- [GOAL OF THE EXERCISE]: Every line with the string "rendered" in it belongs in your answer, so copy them all from the data.

============

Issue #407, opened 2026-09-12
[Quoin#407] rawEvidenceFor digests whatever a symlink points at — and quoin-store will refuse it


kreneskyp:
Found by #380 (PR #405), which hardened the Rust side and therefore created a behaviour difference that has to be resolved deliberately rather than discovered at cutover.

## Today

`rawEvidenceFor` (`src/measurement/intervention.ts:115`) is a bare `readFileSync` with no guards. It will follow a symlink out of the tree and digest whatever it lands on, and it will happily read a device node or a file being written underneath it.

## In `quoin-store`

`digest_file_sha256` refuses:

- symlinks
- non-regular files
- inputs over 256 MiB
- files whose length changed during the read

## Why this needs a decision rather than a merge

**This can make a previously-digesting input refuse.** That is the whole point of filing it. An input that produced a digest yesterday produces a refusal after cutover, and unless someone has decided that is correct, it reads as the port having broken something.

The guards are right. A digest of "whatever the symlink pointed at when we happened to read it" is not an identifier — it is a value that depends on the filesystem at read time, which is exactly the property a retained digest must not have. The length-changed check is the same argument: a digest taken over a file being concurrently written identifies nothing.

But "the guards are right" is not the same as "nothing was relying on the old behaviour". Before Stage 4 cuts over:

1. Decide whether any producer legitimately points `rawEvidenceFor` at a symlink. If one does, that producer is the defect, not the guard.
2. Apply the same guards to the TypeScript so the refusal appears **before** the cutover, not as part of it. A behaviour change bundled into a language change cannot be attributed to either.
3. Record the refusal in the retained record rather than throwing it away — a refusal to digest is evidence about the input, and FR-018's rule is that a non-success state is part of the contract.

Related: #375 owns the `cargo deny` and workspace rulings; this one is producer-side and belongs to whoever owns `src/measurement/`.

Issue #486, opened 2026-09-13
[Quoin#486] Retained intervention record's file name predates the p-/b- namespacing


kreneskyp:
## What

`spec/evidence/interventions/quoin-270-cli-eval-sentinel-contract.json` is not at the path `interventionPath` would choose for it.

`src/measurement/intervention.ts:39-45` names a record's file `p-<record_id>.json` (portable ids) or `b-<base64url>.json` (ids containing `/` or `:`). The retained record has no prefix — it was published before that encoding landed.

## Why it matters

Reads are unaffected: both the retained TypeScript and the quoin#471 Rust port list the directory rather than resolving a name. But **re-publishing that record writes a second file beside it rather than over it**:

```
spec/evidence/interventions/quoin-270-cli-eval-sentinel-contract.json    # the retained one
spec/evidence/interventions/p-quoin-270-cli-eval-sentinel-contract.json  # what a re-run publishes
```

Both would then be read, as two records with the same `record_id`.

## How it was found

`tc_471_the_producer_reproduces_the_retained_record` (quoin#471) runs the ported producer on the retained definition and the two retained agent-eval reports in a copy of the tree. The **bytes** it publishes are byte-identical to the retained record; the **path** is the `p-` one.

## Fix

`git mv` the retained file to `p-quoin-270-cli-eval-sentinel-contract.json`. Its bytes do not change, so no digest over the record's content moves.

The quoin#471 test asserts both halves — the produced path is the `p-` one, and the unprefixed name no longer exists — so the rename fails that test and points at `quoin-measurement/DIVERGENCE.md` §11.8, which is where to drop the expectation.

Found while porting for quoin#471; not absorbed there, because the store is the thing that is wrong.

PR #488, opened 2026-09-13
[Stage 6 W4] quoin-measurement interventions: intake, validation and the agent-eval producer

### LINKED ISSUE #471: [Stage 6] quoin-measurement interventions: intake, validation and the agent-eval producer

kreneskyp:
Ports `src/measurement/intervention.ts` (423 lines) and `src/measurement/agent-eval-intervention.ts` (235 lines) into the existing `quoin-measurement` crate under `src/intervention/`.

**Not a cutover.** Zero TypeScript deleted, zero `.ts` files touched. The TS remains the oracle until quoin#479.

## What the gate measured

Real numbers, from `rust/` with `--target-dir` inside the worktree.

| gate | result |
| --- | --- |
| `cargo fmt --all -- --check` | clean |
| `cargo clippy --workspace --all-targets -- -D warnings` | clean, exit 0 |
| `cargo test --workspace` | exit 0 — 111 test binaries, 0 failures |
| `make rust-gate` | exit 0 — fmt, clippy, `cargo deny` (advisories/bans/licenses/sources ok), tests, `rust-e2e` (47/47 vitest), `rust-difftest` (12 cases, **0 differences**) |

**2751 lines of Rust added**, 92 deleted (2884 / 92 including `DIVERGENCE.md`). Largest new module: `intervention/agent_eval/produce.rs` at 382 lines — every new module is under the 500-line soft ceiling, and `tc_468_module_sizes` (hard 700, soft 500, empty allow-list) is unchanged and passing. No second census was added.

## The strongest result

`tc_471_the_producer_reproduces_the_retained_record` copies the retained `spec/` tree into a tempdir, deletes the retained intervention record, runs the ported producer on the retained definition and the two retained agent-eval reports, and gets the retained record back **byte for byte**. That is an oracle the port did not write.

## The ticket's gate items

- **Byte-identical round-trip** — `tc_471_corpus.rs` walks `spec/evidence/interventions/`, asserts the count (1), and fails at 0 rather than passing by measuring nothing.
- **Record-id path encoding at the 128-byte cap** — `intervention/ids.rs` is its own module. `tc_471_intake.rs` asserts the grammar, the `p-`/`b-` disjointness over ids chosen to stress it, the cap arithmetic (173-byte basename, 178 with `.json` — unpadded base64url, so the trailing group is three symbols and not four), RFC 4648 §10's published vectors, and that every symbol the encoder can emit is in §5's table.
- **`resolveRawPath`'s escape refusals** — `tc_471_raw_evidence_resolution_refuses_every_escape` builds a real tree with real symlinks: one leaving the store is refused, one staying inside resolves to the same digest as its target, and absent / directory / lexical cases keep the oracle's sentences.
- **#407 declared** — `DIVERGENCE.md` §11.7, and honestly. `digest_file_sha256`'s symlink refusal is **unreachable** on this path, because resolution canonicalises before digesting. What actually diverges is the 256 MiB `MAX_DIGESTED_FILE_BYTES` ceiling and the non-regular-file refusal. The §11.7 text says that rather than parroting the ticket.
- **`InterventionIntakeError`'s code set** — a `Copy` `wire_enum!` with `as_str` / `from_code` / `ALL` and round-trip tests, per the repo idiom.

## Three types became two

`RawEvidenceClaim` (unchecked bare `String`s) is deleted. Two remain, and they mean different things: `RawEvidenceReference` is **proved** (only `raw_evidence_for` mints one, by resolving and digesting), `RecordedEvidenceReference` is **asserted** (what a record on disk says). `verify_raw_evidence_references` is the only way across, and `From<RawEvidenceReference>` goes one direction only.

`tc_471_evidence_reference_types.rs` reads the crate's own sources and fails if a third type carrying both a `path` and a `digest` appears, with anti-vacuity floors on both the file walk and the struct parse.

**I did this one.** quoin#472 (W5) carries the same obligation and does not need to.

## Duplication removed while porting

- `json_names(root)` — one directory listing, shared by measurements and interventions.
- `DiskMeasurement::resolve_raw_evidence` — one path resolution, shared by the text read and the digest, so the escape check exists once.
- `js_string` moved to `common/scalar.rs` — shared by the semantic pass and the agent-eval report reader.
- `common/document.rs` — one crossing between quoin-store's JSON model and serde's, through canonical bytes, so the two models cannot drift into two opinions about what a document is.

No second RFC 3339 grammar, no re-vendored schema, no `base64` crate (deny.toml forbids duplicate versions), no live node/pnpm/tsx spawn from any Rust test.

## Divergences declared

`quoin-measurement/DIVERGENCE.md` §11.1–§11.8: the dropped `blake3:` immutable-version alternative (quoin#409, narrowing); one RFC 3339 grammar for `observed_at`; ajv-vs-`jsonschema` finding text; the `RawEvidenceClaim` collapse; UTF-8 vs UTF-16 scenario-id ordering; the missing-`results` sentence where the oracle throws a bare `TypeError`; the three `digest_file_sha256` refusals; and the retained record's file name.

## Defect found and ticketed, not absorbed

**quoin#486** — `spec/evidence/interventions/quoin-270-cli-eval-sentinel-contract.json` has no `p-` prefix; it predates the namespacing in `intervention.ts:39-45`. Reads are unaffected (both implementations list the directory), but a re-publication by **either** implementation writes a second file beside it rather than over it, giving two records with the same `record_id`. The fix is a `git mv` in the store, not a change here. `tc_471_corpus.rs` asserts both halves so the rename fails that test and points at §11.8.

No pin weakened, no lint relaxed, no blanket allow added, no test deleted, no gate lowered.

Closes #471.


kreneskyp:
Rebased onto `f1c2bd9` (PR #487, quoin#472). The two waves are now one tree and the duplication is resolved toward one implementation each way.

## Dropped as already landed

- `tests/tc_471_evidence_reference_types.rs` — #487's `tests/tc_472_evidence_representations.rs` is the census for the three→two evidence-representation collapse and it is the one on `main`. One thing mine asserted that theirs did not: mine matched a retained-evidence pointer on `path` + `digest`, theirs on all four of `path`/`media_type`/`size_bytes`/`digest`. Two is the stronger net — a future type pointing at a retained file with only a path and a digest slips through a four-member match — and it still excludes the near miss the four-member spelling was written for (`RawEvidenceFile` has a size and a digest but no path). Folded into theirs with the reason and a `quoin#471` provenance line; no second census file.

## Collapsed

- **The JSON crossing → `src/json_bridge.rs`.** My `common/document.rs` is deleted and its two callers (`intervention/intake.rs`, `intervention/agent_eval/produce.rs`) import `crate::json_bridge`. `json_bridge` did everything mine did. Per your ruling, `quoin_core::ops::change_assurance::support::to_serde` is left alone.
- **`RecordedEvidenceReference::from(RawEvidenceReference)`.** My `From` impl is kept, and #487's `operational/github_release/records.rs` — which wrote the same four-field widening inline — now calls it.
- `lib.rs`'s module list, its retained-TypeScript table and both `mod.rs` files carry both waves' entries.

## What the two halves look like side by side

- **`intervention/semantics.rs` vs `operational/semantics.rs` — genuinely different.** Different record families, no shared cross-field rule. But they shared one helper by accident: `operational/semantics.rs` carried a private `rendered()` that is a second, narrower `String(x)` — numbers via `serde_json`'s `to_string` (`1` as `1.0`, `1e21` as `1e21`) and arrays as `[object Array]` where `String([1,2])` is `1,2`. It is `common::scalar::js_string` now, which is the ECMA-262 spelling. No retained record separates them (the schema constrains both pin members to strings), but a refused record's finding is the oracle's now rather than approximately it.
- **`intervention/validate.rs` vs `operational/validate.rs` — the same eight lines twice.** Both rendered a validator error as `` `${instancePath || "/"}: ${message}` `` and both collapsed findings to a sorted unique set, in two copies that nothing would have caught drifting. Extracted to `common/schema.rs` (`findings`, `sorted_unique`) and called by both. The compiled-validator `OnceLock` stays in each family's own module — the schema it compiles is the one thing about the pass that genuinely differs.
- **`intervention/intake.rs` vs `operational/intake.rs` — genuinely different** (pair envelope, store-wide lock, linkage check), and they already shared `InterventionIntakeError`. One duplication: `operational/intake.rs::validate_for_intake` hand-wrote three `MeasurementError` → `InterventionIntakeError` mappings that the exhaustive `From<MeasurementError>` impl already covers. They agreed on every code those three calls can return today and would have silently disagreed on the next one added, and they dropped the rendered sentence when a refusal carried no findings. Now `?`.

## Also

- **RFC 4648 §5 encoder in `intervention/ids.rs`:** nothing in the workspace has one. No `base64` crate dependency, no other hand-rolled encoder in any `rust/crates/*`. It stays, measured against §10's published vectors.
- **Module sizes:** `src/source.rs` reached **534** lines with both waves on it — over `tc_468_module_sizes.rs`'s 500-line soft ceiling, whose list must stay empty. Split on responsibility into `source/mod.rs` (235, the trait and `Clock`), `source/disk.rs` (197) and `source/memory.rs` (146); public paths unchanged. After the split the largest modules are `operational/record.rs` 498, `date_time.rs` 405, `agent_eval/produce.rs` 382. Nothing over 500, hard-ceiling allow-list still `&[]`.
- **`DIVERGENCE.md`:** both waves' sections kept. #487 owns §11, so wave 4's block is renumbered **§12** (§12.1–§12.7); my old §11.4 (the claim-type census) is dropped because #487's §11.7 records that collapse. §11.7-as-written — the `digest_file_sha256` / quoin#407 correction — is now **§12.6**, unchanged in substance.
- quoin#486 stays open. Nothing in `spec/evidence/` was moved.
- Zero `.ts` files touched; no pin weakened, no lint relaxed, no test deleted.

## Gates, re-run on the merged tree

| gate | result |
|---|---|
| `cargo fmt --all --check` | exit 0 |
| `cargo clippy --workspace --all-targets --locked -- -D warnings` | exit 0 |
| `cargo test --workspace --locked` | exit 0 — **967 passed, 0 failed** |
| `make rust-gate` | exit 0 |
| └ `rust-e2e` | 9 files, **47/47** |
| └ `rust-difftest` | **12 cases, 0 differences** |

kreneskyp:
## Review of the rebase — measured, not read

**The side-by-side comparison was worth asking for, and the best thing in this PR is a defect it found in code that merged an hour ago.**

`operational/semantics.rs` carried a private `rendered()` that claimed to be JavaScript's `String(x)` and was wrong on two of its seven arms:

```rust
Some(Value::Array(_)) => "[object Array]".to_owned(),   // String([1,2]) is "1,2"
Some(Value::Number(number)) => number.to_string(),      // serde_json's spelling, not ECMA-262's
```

============

- [RESPONSE TO THE TASK]:
- **`intervention/semantics.rs` vs `operational/semantics.rs` — genuinely different.** Different record families, no shared cross-field rule. But they shared one helper by accident: `operational/semantics.rs` carried a private `rendered()` that is a second, narrower `String(x)` — numbers via `serde_json`'s `to_string` (`1` as `1.0`, `1e21` as `1e21`) and arrays as `[object Array]` where `String([1,2])` is `1,2`. It is `common::scalar::js_string` now, which is the ECMA-262 spelling. No retained record separates them (the schema constrains both pin members to strings), but a refused record's finding is the oracle's now rather than approximately it.
- **`intervention/validate.rs` vs `operational/validate.rs` — the same eight lines twice.** Both rendered a validator error as `` `${instancePath || "/"}: ${message}` `` and both collapsed findings to a sorted unique set, in two copies that nothing would have caught drifting. Extracted to `common/schema.rs` (`findings`, `sorted_unique`) and called by both. The compiled-validator `OnceLock` stays in each family's own module — the schema it compiles is the one thing about the pass that genuinely differs.
- **`intervention/intake.rs` vs `operational/intake.rs` — genuinely different** (pair envelope, store-wide lock, linkage check), and they already shared `InterventionIntakeError`. One duplication: `operational/intake.rs::validate_for_intake` hand-wrote three `MeasurementError` → `InterventionIntakeError` mappings that the exhaustive `From<MeasurementError>` impl already covers. They agreed on every code those three calls can return today and would have silently disagreed on the next one added, and they dropped the rendered sentence when a refusal carried no findings. Now `?`.
`operational/semantics.rs` carried a private `rendered()` that claimed to be JavaScript's `String(x)` and was wrong on two of its seven arms:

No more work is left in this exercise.